Ca ressemble à ça, un historique des images est conservé, et un clic sur un des champs de texte avec le BBcode pour les forum copie directement le texte dans le presse-papier.

Il est possible de taguer ses images pour faire des recherches par la suite.

C'est encore en développement (en stand by pendant mon stage qui fini cette semaine).

Dans la prochaine version, on pourra générer une galerie html, envoyer directement une copie d'écran et d'autres ajouts (que j'ai pas en tête pour le moment, mais j'ai tout noté quelque part  ) 

C'est disponible ici ça marche aussi bien sur Mac / windows / linux (nécessite java5)


----------



## viruce (7 Août 2008)

ca marche!!!


----------



## jolicrasseux (8 Octobre 2008)

Merci !


----------



## Zebrinha (3 Novembre 2008)

Bonjour!

J'arrive un peu comme un cheveu sur la soupe je crois...... 

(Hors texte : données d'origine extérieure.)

PR #539, opened 2023-05-08
Switch Estimator to use an exponential weighting 

afontenot:
This is an implementation of an exponentially weighted running average with a tuning parameter (currently a constant in this implementation):

 * the `ews` parameter is a number of seconds. Progress the `Estimator` has observed that is older than this value will receive a total weight of 0.1 in the rate estimation, and newer values will receive a total of 0.9. The default is 15 seconds.

This implementation does double smoothing by applying the running average to itself. The result avoids undesirable instantaneous movements in the estimate when large updates occur.

The exponential estimator works by keeping a running tally, where an existing tally that has aged `age` seconds is reweighted such that

    weight ^ (ewa / age) = 0.1

For instance, data aged 5 seconds with a 15 second weight parameter would receive `weight = 0.1 ^ (5/15) = 0.464`. If it then ages another 10 seconds, it would receive `weight = 0.1 ^ (10/15) = 0.215`. After being multiplied by both weights, it would have a weight of `0.464 * 0.215 = 0.1`, as expected.

A couple of basic features are also implemented for higher quality estimates:

 * We divide out any weight given to data before the estimator was     initialized, since these values are meaningless.

 * When returning an estimate, we include the time since the last updated was received as non-progress, which means that the estimator does not freeze when progress stalls.

### DIFF
--- a/src/state.rs
+++ b/src/state.rs
@@ -384,7 +384,8 @@ pub(crate) struct Estimator {
     steps: [f64; 16],
     pos: u8,
     full: bool,
-    prev: (u64, Instant),
+    prev_steps: u64,
+    prev_time: Instant,
 }
 
 impl Estimator {
@@ -393,22 +394,23 @@ impl Estimator {
             steps: [0.0; 16],
             pos: 0,
             full: false,
-            prev: (0, now),
+            prev_steps: 0,
+            prev_time: now,
         }
     }
 
-    fn record(&mut self, new: u64, now: Instant) {
-        let delta = new.saturating_sub(self.prev.0);
-        if delta == 0 || now < self.prev.1 {
+    fn record(&mut self, new_steps: u64, now: Instant) {
+        let delta = new_steps.saturating_sub(self.prev_steps);
+        if delta == 0 || now < self.prev_time {
             // Reset on backwards seek to prevent breakage from seeking to the end for length determination
             // See https://github.com/console-rs/indicatif/issues/480
-            if new < self.prev.0 {
+            if new_steps < self.prev_steps {
                 self.reset(now);
             }
             return;
         }
 
-        let elapsed = now - self.prev.1;
+        let elapsed = now - self.prev_time;
         let divisor = delta as f64;
         let mut batch = 0.0;
         if divisor != 0.0 {
@@ -421,13 +423,15 @@ impl Estimator {
             self.full = true;
         }
 
-        self.prev = (new, now);
+        self.prev_steps = new_steps;
+        self.prev_time = now;
     }
 
     pub(crate) fn reset(&mut self, now: Instant) {
         self.pos = 0;
         self.full = false;
-        self.prev = (0, now);
+        self.prev_steps = 0;
+        self.prev_time = now;
     }
 
     /// Average time per step in seconds, using rolling buffer of last 15 steps
@@ -448,7 +452,8 @@ impl fmt::Debug for Estimator {
     fn fmt(&self, f: &mut fmt::Formatter<'_>) -> fmt::Result {
         f.debug_struct("Estimate")
             .field("steps", &&self.steps[..self.len()])
-            .field("prev", &self.prev)
+            .field("prev_steps", &self.prev_steps)
+            .field("prev_time", &self.prev_time)
             .finish()
     }
 }
--- a/src/state.rs
+++ b/src/state.rs
@@ -1,9 +1,9 @@
 use std::borrow::Cow;
+use std::io;
 use std::sync::Arc;
 use std::time::Duration;
 #[cfg(not(target_arch = "wasm32"))]
 use std::time::Instant;
-use std::{fmt, io};
 
 #[cfg(target_arch = "wasm32")]
 use instant::Instant;
@@ -230,13 +230,14 @@ pub struct ProgressState {
 
 impl ProgressState {
     pub(crate) fn new(len: Option<u64>, pos: Arc<AtomicPosition>) -> Self {
+        let now = Instant::now();
         Self {
             pos,
             len,
             tick: 0,
             status: Status::InProgress,
-            started: Instant::now(),
-            est: Estimator::new(Instant::now()),
+            started: now,
+            est: Estimator::new(now),
             message: TabExpandedString::NoTabs("".into()),
             prefix: TabExpandedString::NoTabs("".into()),
         }
@@ -276,7 +277,7 @@ impl ProgressState {
 
         let pos = self.pos.pos.load(Ordering::Relaxed);
 
-        let sps = self.est.steps_per_second();
+        let sps = self.est.steps_per_second(Instant::now());
 
         // Infinite duration should only ever happen at the beginning, so in this case it's okay to
         // just show an ETA of 0 until progress starts to occur.
@@ -298,7 +299,7 @@ impl ProgressState {
     /// The number of steps per second
     pub fn per_sec(&self) -> f64 {
         if let Status::InProgress = self.status {
-            self.est.steps_per_second()
+            self.est.steps_per_second(Instant::now())
         } else {
             let len = self.len.unwrap_or_else(|| self.pos());
             len as f64 / self.started.elapsed().as_secs_f64()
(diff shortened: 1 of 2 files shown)


afontenot:
For the sake of having a draft PR to discuss and test, I put the `now` arguments back in the `Estimator` functions so that it would be trivial for me to fix / add tests without having to worry about time.

Couple of notes on things that might need changing before this is merged:

1. I added a few functions to the Estimator to allow configuring it. You can change the weighting and also disable / enable the double smoothing (using an exponentially weighted average of an exponentially weighted average). These aren't exposed in any way currently, and I wasn't sure what the right way to do that might be.

2. The tests need a look over to make sure everything important is covered. I kept a sanity check, added a correctness check for both single and double EWA, added a test to make sure resetting the ETA behaves as expected, and reworked one test that makes sure the estimator behaves correctly when the position is rewound.

3. It's not clear to me exactly what issue https://github.com/console-rs/indicatif/issues/480 is talking about. I think the behavior I have in this area preserves or improves on the status quo, but I'm not totally sure. Basically, I think it makes sense to force a estimator reset when the position is rewound - but you don't want to set the previous position to zero, because that would result in a *huge* event rate if the true position isn't zero. Instead, I only reset the *estimate* and trust that the `update` function has been called with the correct value.

src/state.rs
```diff
@@ -365,78 +370,126 @@ impl TabExpandedString {
...
+        // We achieve this by diluting with the equation `weight ^ (ews / delta_t) = 0.1`.
+        10_f64.powf(-age / self.exponent_weight_seconds)
     }
 
-    fn len(&self) -> usize {
-        match self.full {
-            true => 16,
-            false => self.pos as usize,
+    /// Average time per step in seconds, using single or double exponential smoothing
+    fn steps_per_second(&self) -> f64 {
```
djc: Let's have this take a `now`?

src/state.rs
```diff
@@ -365,78 +370,126 @@ impl TabExpandedString {
...
             return;
         }
 
-        let elapsed = now - self.prev.1;
-        let divisor = delta as f64;
-        let mut batch = 0.0;
-        if divisor != 0.0 {
-            batch = duration_to_secs(elapsed) / divisor;
-        };
+        let delta_steps = new - self.prev.0;
```
djc, line 426: One trick I used in a previous job was to just straight up set the `smoothed_steps_per_sec` (and `double_smoothed_steps_per_sec`) to the new value if they were uninitialized. Maybe that would be a decent approach here? Should those values become `Option` in that case?

src/state.rs
```diff
@@ -365,78 +370,126 @@ impl TabExpandedString {
...
-            false => self.pos as usize,
+    /// Average time per step in seconds, using single or double exponential smoothing
+    fn steps_per_second(&self) -> f64 {
+        let now = Instant::now();
+
+        // reweight to account for the passage of time since last tick
+        let delta_t = duration_to_secs(now - self.prev.1);
+        let reweight = self.weight(delta_t);
+
+        // The Estimator is initialized with zero values, which are included in the underlying
```
djc, line 471: See my other comment about avoiding the pathologies of an uninitialized estimate.

src/state.rs
```diff
@@ -365,78 +370,126 @@ impl TabExpandedString {
...
-        match self.full {
-            true => 16,
-            false => self.pos as usize,
+    /// Average time per step in seconds, using single or double exponential smoothing
+    fn steps_per_second(&self) -> f64 {
+        let now = Instant::now();
+
+        // reweight to account for the passage of time since last tick
+        let delta_t = duration_to_secs(now - self.prev.1);
+        let reweight = self.weight(delta_t);
```
djc, line 469: This could use some comments on how/why we're reweighting for the passage of time since the last `record()`.

src/state.rs
```diff
@@ -365,78 +370,126 @@ impl TabExpandedString {
     }
 }
 
-/// Estimate the number of seconds per step
+/// Estimate the number of steps per second
+///
+/// Exponentially smoothed estimate with an adjustable weighting
```
djc, line 376: Would be good to comment a bit more on the how and why of the double smoothing trick.

djc:
This is looking great, thanks for working on it!

> For the sake of having a draft PR to discuss and test, I put the `now` arguments back in the `Estimator` functions so that it would be trivial for me to fix / add tests without having to worry about time.

Nice. The reason these are here is (a) for performance, calling `Instant::now()` means doing a syscall which can be somewhat expensive relative to the other stuff we do, and (b) for consistency, we usually want to use a consistent timestamp for all of a given invocation of the public API. If we want to deviate from these principles for some reason, there should be a clear comment explaining why the deviation is necessary/useful.

> A few notes on things that might need changing before this is merged:
> 
>     1. I added a few functions to the Estimator to allow configuring it. You can change the weighting and also disable / enable the double smoothing (using an exponentially weighted average of an exponentially weighted average). These aren't exposed in any way currently, and I wasn't sure what the right way to do that might be.

I've addressed this in my review feedback.

>     2. The tests need a look over to make sure everything important is covered. I kept a sanity check, added a correctness check for both single and double EWA, added a test to make sure resetting the ETA behaves as expected, and reworked one test that makes sure the estimator behaves correctly when the position is rewound.
> 
>     3. It's not clear to me exactly what issue [ProgressBarIter and finding stream length via seeking breaks rate estimation #480](https://github.com/console-rs/indicatif/issues/480) is talking about. I think the behavior I have in this area preserves or improves on the status quo, but I'm not totally sure. Basically, I think it makes sense to force a estimator reset when the position is rewound - but you don't want to set the previous position to zero, because that would result in a _huge_ event rate if the true position isn't zero. Instead, I only reset the _estimate_ and trust that the `update` function has been called with the correct value.

Right, I think this makes sense.

>     4. I didn't come up with an appropriate debug fmt for the Estimator after making my changes.

Maybe we can go back to just deriving `Debug`? I don't think we deeply care about the `Debug` values, though likely we'd want something that makes your life (as a contributor) or my life (as a maintainer) easier when debugging the `Estimator`.

src/state.rs
```diff
@@ -365,78 +370,126 @@ impl TabExpandedString {
...
 pub(crate) struct Estimator {
-    steps: [f64; 16],
-    pos: u8,
-    full: bool,
+    smoothed_steps_per_sec: f64,
+    double_smoothed_steps_per_sec: f64,
     prev: (u64, Instant),
+    start: Instant,
+    exponent_weight_seconds: f64,
+    double_smoothing: bool,
```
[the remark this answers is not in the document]
afontenot: That sounds fine to me. Though as some users in the comments pointed out, the behavior might become quite bad with rare events (on the order of an event every 30 seconds, say), because the smoothing would be happening over a (relatively) short period of time. 

I was also assuming some users would prefer single smoothing over double. But agreed on the importance of good defaults.

src/state.rs
afontenot: I think there are two separate questions here:

1. What should the estimator return when a value is requested but it is in the uninitialized state?
2. What the should original (uninitialized) *internal* value of the estimator be?

Because the weight of data in the estimator is always positive (there's no horizon at which the weight = 0), the only sensible answer to (2) is 0. That's because you have no way to pick the right value ahead of time, so you will want to divide out the effect of the original estimator value (I call this debiasing). This is much easier to do if it is 0, because then you just divide the naive estimate by `weight(age)`.

I don't really have an opinion on (1) so I'm happy to have it do whatever you like. If you'd like to have an uninitialized estimator return `None`, that's fine with me.

BTW in case it's unclear, after the first `update` the estimator value *will* be equal to the value of the first update (for both smoothing and double smoothing), it's just that prior to the first update there's not a correct rate to return.

afontenot:
Most outstanding issues resolved. Heads up that I will be force pushing in a moment to split out the `seconds_per_step()` to `steps_per_second()` change as requested.

djc:
@chris-laplante have opinions on this stuff? I've felt like #394 has been the biggest open issue and this feels like a good step forward.

afontenot:
@djc I've fixed all the issues I had with the code, so I've marked it ready for review. Happy to make additional changes you want to see. Wasn't totally sure how you wanted the comments on the weight function formatted - I made them doc comments but code comments would maybe make more sense, as these are implementation details.

The remaining nit I'd like to poke at is trying to extract the debiasing from the `update` function so it doesn't have to be done every time. I think it should be possible to do it only once, when generating an estimate (even for the double EWA), but it's mathematically more complicated. This could always wait for a future PR.

chris-laplante:
> @chris-laplante have opinions on this stuff? I've felt like #394 has been the biggest open issue and this feels like a good step forward.

I've been slammed at work, but I will try to take some time later this week to go over this in detail.

djc:
@chris-laplante what's the chance that you'll get to it this week? Otherwise let's just go ahead and I'll take care of it and you can follow up later?

src/state.rs
djc: > I think there are two separate questions here:
> 
> 1. What should the estimator return when a value is requested but it is in the uninitialized state?
> ..
> I don't really have an opinion on (1) so I'm happy to have it do whatever you like. If you'd like to have an uninitialized estimator return `None`, that's fine with me.

Having an unitialized estimator return `None` sounds good to me in theory at least, though it might depend a bit on how much downstream complexity that requires to make work? Off the top of my head it seems like it might not be too much and would force us to write something like `N/A` in the progress bars, which seems good?

> 2. What the should original (uninitialized) _internal_ value of the estimator be?
> 
> Because the weight of data in the estimator is always positive (there's no horizon at which the weight = 0), the only sensible answer to (2) is 0. That's because you have no way to pick the right value ahead of time, so you will want to divide out the effect of the original estimator value (I call this debiasing). This is much easier to do if it is 0, because then you just divide the naive estimate by `weight(age)`.

Fair enough.

> BTW in case it's unclear, after the first `update` the estimator value _will_ be equal to the value of the first update (for both smoothing and double smoothing), it's just that prior to the first update there's not a correct rate to return.

Okay, good!

src/state.rs
```diff
@@ -370,80 +371,109 @@ impl TabExpandedString {
...
+        self.smoothed_steps_per_sec =
+            self.smoothed_steps_per_sec * weight + new_steps_per_second * (1.0 - weight);
 
-    pub(crate) fn reset(&mut self, now: Instant) {
-        self.pos = 0;
-        self.full = false;
-        self.prev = (0, now);
-    }
+        // Get an unbiased estimate of `smoothed_steps_per_sec` to serve as the data source for the
+        // double smoothed estimate. See comment on debiasing in `steps_per_second` for details.
```
djc, line 432: Even after consuming the `steps_per_second` documentation, I feel like "unbiased" and "debias" are bit too jargony/abstract/vague for me. Could you restate the relevant commits in more concrete/simpler terms?

afontenot: Sure; I'm doing my best to make it as comprehensive as possible without overloading the comments with paragraphs of information. Tell me what you'd like to see in the comments, and I'll do my best to make some changes.

Here's what's happening:

An exponentially weighted estimate is a single value that is iteratively updated over time. At each update, the previous value of the estimate is re-weighted according to its age, with new data receiving the rest of the weight. The raw value of the estimate therefore always reflects the *assumption* that all previous data in the estimate has been weighted according to its age. This is a false assumption.

When the first bit of data comes in, e.g. at t=1, then because the update process is iterative, the previous value of the estimator (which is arbitrary) will receive a weight appropriate for data that has aged by one second. With the default exponent weight of 15s, this means that the arbitrary initial estimator value will have a weight of ~86% in the stored estimate value. This is wrong - it should have weight zero in the estimate - because whatever value the estimator has before t=0 is arbitrary.

Another way of expressing this is to say that a naive iteratively updated exponentially weighted estimator is *biased* towards its initial value.

Fortunately, there is a very easy way to correct for this bias, and return a corrected (debiased) estimate. Included in the naive (biased) estimate is an initial value `x` with a total weight of `estimator_weight(delta_t_start)`. Thinking creatively, if we set the initial value of the estimate to 0, then removing the weight that this value has in the estimate is as trivial as dividing the estimate by the weight of all the data *since* `t=0`! So that's what we do. Whenever we need an estimate that treats the initial estimator value as having zero weight, we *debias* the raw estimator value.

-------------------

Do you think that sufficiently explains the idea? I could include the entire text in a comment if you think it's worth it.

-------------------

Here's a graph of the weight that the initial value has for an estimate of age `t`:

initial_value_weight

As you can see, there's no point at which this weight equals zero, but debiasing is most useful in the first 10-15 seconds. Otherwise you start with a value that is potentially very wrong, and slowly correct it. (Or, following a suggestion you made in a previous comment, you set the initial value of the estimator to be equal to the value of the first piece of data that comes in. But this first piece of data is usually *very* biased in my experience with file transfers, and getting a true estimate by dividing out the initial weight is cheap enough that it makes sense to just do that.)

afontenot:
@djc I'd like to replace the `self.prev` tuple with independent `self.prev_steps` and `self.prev_time` for better readability. That okay with you?

djc:
Yup, go ahead.

afontenot:
> Yup, go ahead. Please make a separate commit that only does that, though.

I've now done so, and force pushed so that it is grouped with the other refactoring change before my exponential weighting work.

I also added some more substantial commentary on debiasing to the `ewa` commit, so let me know if you think that reads clearly enough now.

chris-laplante:
> @chris-laplante what's the chance that you'll get to it this week? Otherwise let's just go ahead and I'll take care of it and you can follow up later?

Sorry, was on vacation last week. I will follow up with it later. Thanks for understanding!

chris-laplante:
I'm no statistician, but I looked this over and I think it makes sense. Your explanation of "debiasing" also make sense. I do also wonder if there is a better term than "debias" we could use - I tried searching for it in the context of exponential smoothing and it doesn't seem to come up in literature much. But I also don't think it's a big deal now that you've added plenty of comments to explain the approach. This definitely seems like a great step forward, so thanks again for your work!

src/state.rs
djc: I think adding a lot of what you've written here as comments is exactly right. I still feel like the use of "debias" is jargony and maybe unnecessary if we can use something less specific like "corrected" instead, but I'm also fine with keeping debias if you think it's better for the text you're writing here.

Looking forward to merging this soon!

afontenot:
> I do also wonder if there is a better term than "debias" we could use - I tried searching for it in the context of exponential smoothing and it doesn't seem to come up in literature much.

I agree that "debias" is not an especially accurate description of what's happening. Strictly speaking, the problem with the naive estimate is that it assumes a non-zero weight for the initial value of the estimator, not that it is "biased" towards that initial value.

Maybe a better way of talking about this would be to call debiased estimates "normalized estimates" instead. After all, if $t_0$ is the current time, with positive time going back into the past, the estimate $E$ is a weighted average of samples for some weighting function $W(t)$:

```math

E = (W(t_0) - W(t_1)) \cdot s_1 + (W(t_1) - W(t_2)) \cdot s_2 + \ldots + (W(t_{f-1}) - W(t_f)) \cdot s_f

```

where $s_f$ is the first collected sample.

This makes the problem fairly obvious. The sum of the weights in our weighted average isn't 1! As you can see from [my plot of the weighting function](
https://user-images.githubusercontent.com/3870410/241409733-f2f80395-7b06-4105-b998-c2a164d199fa.png) the weights in the weighted average will only sum to 1 if the samples continue back into the infinite past.

Since we set the initial value of the estimator to 0, rather than getting a bogus estimate, all the weights for times prior to $t_f$ are canceled out instead. So we have an "underweight" weighted average, and need to [normalize](https://en.wikipedia.org/wiki/Weighted_arithmetic_mean) it so that the total weight is 1. Simply dividing by the total weight in the estimator, we retain the desired weight ratio between samples of various ages!

```math

E_{norm} = \frac{E}{W(t_0) - W(t_f)}

```

@chris-laplante @djc Do you like this way of describing the concepts better? I can rewrite my explanatory comment to use the language of normalization rather than calling this debiasing. Or we could just call it a "correction", though that's a little vague.

Also, please let me know if there's anything you'd still like to see, as I think this is otherwise ready to be merged.

<details>

<summary>Side note on the statistical literature and why I initially chose the "debiasing" language:</summary><br>

I developed the approach here independently; a quick skim of the literature suggests that this is usually discussed as an "initialization" problem. The assumption is that the estimator *has* to take some initial value, and so you figure out a method for doing so. Either you just use the first sample, or the sample mean, or a MSE minimizing value, etc etc.

Trying to set a reasonable initial value like this probably makes sense when doing a post-hoc analysis on data that *has* an (unknown) value before `t=0`, but makes less sense when producing a live estimate where there *is* no value before t=0 (because that point marks the start of `step` production).

After developing this method, I went looking for anyone who had taken a similar approach to the problem, and found this one StackOverflow [answer](https://stackoverflow.com/a/23617678) which handles the initialization issue in the same way. I borrowed the "debiasing" language from that answer, as I hadn't come up with a better way to describe it.

</details>

afontenot:
I've pushed a new commit that does as I suggested in the comment above, and hopefully includes enough commentary to clearly justify the behavior. I kept it as a second commit for now so you can see the change, but I'll squash it into the previous commit and force push if you want to clean up the history before merging.

djc (approved):
Looks great! If you squash these last two commits, I'll be happy to merge this.

Would you mind adding a commit that bumps the version to 0.17.5?

afontenot:
> Looks great! If you squash these last two commits, I'll be happy to merge this.
> 
> Would you mind adding a commit that bumps the version to 0.17.5?

Done and done. Needed to rebase because the PR was based on 0.17.3.

djc:
Thanks for all your work on this! 0.17.5 has made it out to crates.io.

*Ma requète:* je cherche un endroit sur le web (hébergeur) simple d'utilisation et gratuit pour stocker quelques photos.
*La raison:* je voudrais prochainement montrer des photos d'un livre dans ma discussion sur les bouquins et je n'ai pas d'album photo en ligne ni d'ftp ni ce genre de choses. Important: j'aimerais que mes photos stockées ne soient pas publiques, c'est juste pour les avoir "sous la main" et pouvoir les importer dans mes posts ...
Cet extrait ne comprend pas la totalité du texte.